# Assigned task
Wherever "hadr" appears in the records below, copy the line that holds it.

_ _ _

Issue #1529, opened 2021-01-07
add ability to increase playback speed of quran 


MahmoudMabrok:
i did it, i will make PR ISA

benomaire:
I used to wish we have this feature. But if you think about it, missing this feature is probably the better choice. Some reasons are:
1. I don't think going over Quran **fast** is *an objective*. For example, refer to Tafseer of 7:204, 17:106, 25:32, 73:4, and 75:16.
2. I am afraid if people get used to the fast speed, they cannot listen to the true speed anymore.
3. I don't know of any reputable radio broadcast that aired fast-forwarded Quran audio (not even casual human speech AFAIK).
4. Reciters (Qaris) spend years on end learning Quran Tarteel and Tajweed, and recordings take at least a month (if recorded in Ramadhan for example), and studio recordings are extensively reviewed. All these efforts would be in vain if people speed up and loose the chance of learning correct Tajweed, feeling the meanings, etc.
5. If someone wants to memorize fast, then you know the companions of prophet Mohammad Peace be upon him used to go 10 verses at a time, memorizing and learning at the same time. Hopefully, if you pass away before finishing, your reward is saved because you were on the path. إن شاء الله
6. Different reciters with different *natural* speeds are available.
7. sorry to mention this analogy but I think people listening to music don't speed it up.

I know there are arguments about reading Quran in like 3 days. But I don't think this is the norm or recommendation. I also know people speed up using other means, but with the app we share responsibility as well, so I think better safe than sorry.
What do you think? 
Should we add more Taraweeh recitations (for haramain, that will not be a single qari)?
جزاكم الله خيرا

ahmedre:
well said @benomaire, jazakumAllah khairan - lots of people requested this over time, but never entertained it for many of the reasons you mentioned, and don't want to - i don't mind adding a "7adr" mus7af recitation where the reciter in general reads with a natural quick voice (or more tarweeh type recordings).

MahmoudMabrok:
Thanks for this discussion, I added it as i had a "جلقة تحفيظ"  and i was need to listen ayahs in speed so i can re-memorize my recitation, i will need this option only before go to shekh (الشيخ).

amynbe:
Not that I need this feature (I'm more of a visual learner, listening doesn't help my memory as much), but just to explore more options:
- A possibility would be to hide this feature behind a setting labelled "Advanced player interface".
- A warning could further discourage the user from enabling the option.
[...]

PR #1530, opened 2021-01-08
feat: add speedup & down to sound player UI

MahmoudMabrok:
implement the feature at #1529


princeparacha58:
Assalam mu alikum brother, i need speed up and speed down in quran andriod audio player please add in your software jazakallah

MahmoudMabrok:
@princeparacha58 I think now we have `hadr` recitation, so if still need this feature, we can have a build from this PR, but I think it will not have all data sources in current app version.

closed as  `hadr` recitation added.

ahmedre:
let's keep it open, thinking to merge it but with guidelines on what max speed to set depending on the Qari's rate of recitation, since this remains the top requested feature.

MahmoudMabrok:
if will be merged @ahmedre I would spend today and rest of week on working on it. 

I really want to contribute and help Quran users.

ahmedre:
planning to merge it in sha' Allah - جزاكم الله خيراً for building it and really sorry for being quiet about it all this time (as you know, I was against this idea from earlier on, but after discussions and brother @mohamede1945's idea to keep things beneficial, and it being the top feature request), planning on seeing this through in sha' Allah.

MahmoudMabrok:
No problem my brother, so I think we can make make 1.5(as max to all recitation) until we get a comprehensive solution to be related to Quran recitation type, do you agree @ahmedre ? 

I follow rule said `write, revisit, refactor, enhance`

ahmedre:
Sure, that sounds reasonable. Cc @mohamede1945 fyi

MahmoudMabrok:
@ahmedre  I have pushed the changes. please check

ahmedre (commented):
overall looks good, جزاكم الله خيراً

a few minor things:
1. we probably should have some pre-sets instead (ex 0.5x, 0.75x, 1x, 1.25x, 1.5x) instead of a dynamic increase/decrease.
2. if this only works on M+, let's not show the ui components for versions less than M

MahmoudMabrok:
@ahmedre  these pre sets will be in code only or will reflect in UI.

ahmedre:
we'd need to reflect in the UI also. for the audio bar, we can do the same as repeat (if you tap the repeat icon, the number cycles there between the valid repeat amounts). then, we can also expose a similar layout to repeat in the settings bottom sheet.

mohamede1945:
> Sure, that sounds reasonable. Cc @mohamede1945 fyi

Sounds great. Jazak Allah Khyran. And thanks brother @MahmoudMabrok for implementing it.

BTW, Here is the list that the quran.com website shows. I think this PR will be just for [0.5, 0.75, 1, 1.25, 1.5], right?

image

ahmedre:
جزاكم الله خيراً
Did some minor clean up - it's still not ready yet, need to figure out a fix for sura transitions where the speed delta gets lost when one sura ends and another starts to play. Likely need to put the speed inside the `AudioRequest` itself. Will look over the weekend or next week in sha' Allah.

MahmoudMabrok:
I tried to add to `AudioRequest ` but faced a lot of issues. 
I will check ISA.

ahmedre:
@MahmoudMabrok I've fixed some issues (including when we transition suras, the playback speed is now properly maintained). I still see two things before we can merge this:

1. the bigger problem - repeat seek timings are off when repeating at a higher play rate - ex play and press the button to repeat the ayah (and make speed 1.5x) - you'll notice that it reads the ayah and some of the next before going back (at 1x it's fine). note that "seek" itself is fine - i.e. going to the next or previous ayah goes to the correct time stamp.
2. nice to have - expose this in the audio panel settings - I've added the wiring, just needs the ui piece.

I think the first is caused by our audio check being at 1x - we need to run this more (or less) frequently to fix. the second one just needs to be done. just updating you so you know.

ahmedre:
aforementioned changes made al7amdulillah.
جزاكم الله خيراً @MahmoudMabrok

MahmoudMabrok:
Thanks so much for your efforts and merge.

_ _ _

# Task output
@princeparacha58 I think now we have `hadr` recitation, so if still need this feature, we can have a build from this PR, but I think it will not have all data sources in current app version.
closed as  `hadr` recitation added.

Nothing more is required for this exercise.